What to work on:
Give back a single figure: the number of lines in the entries below that contain "docs".

##### Given records

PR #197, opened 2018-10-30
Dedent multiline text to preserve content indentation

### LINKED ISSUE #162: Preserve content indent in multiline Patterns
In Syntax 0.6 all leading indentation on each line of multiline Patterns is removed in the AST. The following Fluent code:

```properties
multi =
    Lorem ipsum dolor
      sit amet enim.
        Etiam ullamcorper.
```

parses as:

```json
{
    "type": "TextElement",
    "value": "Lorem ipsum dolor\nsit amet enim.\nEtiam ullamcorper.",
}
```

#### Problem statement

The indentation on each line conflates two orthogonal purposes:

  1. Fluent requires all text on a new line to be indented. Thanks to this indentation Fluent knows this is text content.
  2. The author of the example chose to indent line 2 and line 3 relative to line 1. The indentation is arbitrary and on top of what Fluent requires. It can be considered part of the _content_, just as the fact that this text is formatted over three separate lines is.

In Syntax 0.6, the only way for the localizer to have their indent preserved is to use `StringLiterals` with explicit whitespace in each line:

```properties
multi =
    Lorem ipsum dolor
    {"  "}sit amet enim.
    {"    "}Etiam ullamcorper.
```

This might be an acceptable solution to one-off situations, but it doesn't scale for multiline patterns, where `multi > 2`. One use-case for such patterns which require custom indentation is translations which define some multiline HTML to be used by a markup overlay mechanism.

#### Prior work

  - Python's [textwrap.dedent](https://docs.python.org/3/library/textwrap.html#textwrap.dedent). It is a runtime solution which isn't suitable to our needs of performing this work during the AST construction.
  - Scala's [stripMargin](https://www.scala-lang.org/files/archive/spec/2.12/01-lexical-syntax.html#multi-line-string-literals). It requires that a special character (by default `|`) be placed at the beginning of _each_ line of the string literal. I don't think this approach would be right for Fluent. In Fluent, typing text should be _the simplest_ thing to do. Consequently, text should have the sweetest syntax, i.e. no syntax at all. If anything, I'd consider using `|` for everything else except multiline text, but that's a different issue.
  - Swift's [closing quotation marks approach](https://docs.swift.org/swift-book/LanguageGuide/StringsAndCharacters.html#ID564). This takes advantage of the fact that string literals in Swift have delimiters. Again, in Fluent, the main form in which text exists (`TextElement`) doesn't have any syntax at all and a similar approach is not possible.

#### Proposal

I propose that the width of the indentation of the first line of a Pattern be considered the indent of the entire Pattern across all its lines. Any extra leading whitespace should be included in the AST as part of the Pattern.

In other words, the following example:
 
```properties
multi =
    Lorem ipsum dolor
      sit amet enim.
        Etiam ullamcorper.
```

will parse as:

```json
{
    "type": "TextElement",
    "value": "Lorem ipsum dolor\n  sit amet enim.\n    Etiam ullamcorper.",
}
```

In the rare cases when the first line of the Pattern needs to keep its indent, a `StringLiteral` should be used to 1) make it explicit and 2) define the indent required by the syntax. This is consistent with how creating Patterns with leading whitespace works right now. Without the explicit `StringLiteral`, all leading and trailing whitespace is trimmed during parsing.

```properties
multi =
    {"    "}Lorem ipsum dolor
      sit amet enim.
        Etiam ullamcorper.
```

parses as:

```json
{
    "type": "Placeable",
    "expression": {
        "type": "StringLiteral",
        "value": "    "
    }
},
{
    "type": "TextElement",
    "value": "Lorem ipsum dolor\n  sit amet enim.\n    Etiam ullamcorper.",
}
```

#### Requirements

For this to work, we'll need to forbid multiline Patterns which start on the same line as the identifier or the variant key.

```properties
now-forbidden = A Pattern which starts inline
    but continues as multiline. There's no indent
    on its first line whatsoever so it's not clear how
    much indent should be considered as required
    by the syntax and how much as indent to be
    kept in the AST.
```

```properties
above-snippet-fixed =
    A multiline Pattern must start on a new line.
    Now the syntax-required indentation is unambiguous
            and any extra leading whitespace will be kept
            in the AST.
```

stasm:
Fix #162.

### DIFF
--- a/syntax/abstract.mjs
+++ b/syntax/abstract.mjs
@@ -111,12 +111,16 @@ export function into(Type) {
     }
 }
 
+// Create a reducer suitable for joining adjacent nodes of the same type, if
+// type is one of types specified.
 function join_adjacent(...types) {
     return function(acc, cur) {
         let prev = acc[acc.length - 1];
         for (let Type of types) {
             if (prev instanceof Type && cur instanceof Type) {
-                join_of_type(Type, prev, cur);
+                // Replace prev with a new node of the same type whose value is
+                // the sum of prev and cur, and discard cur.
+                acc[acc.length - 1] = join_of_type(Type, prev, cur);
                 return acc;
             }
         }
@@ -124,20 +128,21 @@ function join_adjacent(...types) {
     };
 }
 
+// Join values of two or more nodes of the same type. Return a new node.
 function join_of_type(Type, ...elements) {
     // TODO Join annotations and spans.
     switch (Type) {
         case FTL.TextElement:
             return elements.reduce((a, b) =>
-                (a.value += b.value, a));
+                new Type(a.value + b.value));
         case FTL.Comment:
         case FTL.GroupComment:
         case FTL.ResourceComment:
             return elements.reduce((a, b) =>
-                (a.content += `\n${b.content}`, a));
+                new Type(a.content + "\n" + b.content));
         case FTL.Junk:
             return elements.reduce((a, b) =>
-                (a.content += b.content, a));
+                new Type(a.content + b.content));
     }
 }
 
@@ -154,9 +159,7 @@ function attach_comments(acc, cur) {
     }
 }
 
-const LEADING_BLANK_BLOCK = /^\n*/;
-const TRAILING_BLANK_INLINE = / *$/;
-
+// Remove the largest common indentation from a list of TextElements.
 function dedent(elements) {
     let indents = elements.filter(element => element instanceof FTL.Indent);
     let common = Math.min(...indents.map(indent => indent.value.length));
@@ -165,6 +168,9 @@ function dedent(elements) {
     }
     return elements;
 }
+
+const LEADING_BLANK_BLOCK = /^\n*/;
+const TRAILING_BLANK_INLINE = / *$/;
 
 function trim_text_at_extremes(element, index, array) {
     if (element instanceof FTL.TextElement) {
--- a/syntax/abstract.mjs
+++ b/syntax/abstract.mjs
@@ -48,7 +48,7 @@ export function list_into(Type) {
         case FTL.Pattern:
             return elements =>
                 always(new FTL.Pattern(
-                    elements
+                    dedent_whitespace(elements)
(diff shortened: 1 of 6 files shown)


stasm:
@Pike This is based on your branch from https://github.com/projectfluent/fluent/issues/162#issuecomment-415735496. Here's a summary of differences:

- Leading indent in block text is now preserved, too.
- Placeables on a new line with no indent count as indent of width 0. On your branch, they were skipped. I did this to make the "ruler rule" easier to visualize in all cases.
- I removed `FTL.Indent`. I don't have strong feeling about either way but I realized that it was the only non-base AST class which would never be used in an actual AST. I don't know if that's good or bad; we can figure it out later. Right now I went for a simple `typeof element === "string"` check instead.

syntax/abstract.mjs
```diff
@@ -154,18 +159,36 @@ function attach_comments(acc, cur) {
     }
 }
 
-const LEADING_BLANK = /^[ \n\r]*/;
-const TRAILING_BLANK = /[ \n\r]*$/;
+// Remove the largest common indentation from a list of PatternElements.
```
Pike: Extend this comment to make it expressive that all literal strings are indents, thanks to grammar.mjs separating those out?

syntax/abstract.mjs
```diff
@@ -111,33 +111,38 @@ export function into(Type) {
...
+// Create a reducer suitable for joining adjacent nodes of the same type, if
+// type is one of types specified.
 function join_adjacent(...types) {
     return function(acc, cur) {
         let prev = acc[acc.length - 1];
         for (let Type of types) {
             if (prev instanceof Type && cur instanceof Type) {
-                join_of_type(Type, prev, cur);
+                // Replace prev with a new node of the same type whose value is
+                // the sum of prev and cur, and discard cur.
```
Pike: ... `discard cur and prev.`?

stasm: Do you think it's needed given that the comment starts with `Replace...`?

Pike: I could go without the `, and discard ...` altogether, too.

##########

Result for this exercise:
2